== What to produce ==
Write down, unchanged, the entries from the first line through the line holding "c-thiel: I think". Include no other line.

(Collected data entries)
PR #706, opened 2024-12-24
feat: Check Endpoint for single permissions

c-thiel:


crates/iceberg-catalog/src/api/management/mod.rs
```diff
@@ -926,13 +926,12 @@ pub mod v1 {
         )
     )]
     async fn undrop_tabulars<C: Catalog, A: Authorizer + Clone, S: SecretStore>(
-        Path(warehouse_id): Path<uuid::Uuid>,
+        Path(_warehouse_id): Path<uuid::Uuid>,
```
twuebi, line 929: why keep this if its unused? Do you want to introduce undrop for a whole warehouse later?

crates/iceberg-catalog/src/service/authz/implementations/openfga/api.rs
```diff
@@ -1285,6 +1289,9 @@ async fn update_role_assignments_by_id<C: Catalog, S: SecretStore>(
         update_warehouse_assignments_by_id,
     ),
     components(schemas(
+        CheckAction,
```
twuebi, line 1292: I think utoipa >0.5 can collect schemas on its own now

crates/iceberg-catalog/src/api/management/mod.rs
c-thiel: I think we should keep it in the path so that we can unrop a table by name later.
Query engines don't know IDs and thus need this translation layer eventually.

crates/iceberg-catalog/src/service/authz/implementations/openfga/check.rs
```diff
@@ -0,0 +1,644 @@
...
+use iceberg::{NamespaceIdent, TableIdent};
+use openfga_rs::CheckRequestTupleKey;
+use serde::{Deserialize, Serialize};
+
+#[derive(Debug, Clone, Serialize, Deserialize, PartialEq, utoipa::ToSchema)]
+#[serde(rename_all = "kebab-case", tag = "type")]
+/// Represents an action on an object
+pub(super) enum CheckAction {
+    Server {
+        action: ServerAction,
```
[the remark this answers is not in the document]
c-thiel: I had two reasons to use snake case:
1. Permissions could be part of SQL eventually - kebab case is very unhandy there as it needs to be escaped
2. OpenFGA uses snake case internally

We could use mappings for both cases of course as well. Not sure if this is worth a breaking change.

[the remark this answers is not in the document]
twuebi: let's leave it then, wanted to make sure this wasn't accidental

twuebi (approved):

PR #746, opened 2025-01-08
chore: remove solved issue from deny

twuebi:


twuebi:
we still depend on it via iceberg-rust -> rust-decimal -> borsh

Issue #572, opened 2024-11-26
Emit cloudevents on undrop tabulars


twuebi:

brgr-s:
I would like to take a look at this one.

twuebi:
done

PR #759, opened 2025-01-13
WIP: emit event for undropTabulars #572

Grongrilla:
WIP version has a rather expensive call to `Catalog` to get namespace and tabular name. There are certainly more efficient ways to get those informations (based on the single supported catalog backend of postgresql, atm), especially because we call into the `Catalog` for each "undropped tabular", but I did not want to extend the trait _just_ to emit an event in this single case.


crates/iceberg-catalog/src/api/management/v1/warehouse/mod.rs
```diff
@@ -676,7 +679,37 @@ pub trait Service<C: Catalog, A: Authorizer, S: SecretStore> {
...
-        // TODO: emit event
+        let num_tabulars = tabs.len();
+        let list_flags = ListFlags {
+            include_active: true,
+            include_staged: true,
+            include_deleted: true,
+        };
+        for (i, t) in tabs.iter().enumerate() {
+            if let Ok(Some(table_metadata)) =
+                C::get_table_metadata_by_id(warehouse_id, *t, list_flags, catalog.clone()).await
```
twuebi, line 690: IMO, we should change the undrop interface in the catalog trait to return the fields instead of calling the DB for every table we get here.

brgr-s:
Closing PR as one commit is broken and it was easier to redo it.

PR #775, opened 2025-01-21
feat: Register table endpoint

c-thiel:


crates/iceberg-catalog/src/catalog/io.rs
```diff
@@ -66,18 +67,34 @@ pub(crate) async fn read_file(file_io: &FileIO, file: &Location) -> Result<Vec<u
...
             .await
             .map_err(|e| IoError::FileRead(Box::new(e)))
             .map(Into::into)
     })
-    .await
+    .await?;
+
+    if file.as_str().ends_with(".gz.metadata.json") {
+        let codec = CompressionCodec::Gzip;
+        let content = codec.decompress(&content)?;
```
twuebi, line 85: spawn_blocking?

== Result of this task ==
PR #706, opened 2024-12-24
feat: Check Endpoint for single permissions

c-thiel:


crates/iceberg-catalog/src/api/management/mod.rs
```diff
@@ -926,13 +926,12 @@ pub mod v1 {
         )
     )]
     async fn undrop_tabulars<C: Catalog, A: Authorizer + Clone, S: SecretStore>(
-        Path(warehouse_id): Path<uuid::Uuid>,
+        Path(_warehouse_id): Path<uuid::Uuid>,
```
twuebi, line 929: why keep this if its unused? Do you want to introduce undrop for a whole warehouse later?

crates/iceberg-catalog/src/service/authz/implementations/openfga/api.rs
```diff
@@ -1285,6 +1289,9 @@ async fn update_role_assignments_by_id<C: Catalog, S: SecretStore>(
         update_warehouse_assignments_by_id,
     ),
     components(schemas(
+        CheckAction,
```
twuebi, line 1292: I think utoipa >0.5 can collect schemas on its own now

crates/iceberg-catalog/src/api/management/mod.rs
c-thiel: I think we should keep it in the path so that we can unrop a table by name later.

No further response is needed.